======== DATA EXTRACTS ========
PR #1517, opened 2025-09-04
refactor: drop extra input finalizers

smira:
Simplify controllers, add migrations to clear finalizers which are no longer needed.

See https://github.com/cosi-project/runtime/pull/633


internal/backend/runtime/omni/migration/migrations.go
========
- WHAT TO DO
Output the listing above word for word.

- RESULT OF THE EXERCISE
PR #1517, opened 2025-09-04
refactor: drop extra input finalizers

smira:
Simplify controllers, add migrations to clear finalizers which are no longer needed.

See https://github.com/cosi-project/runtime/pull/633


internal/backend/runtime/omni/migration/migrations.go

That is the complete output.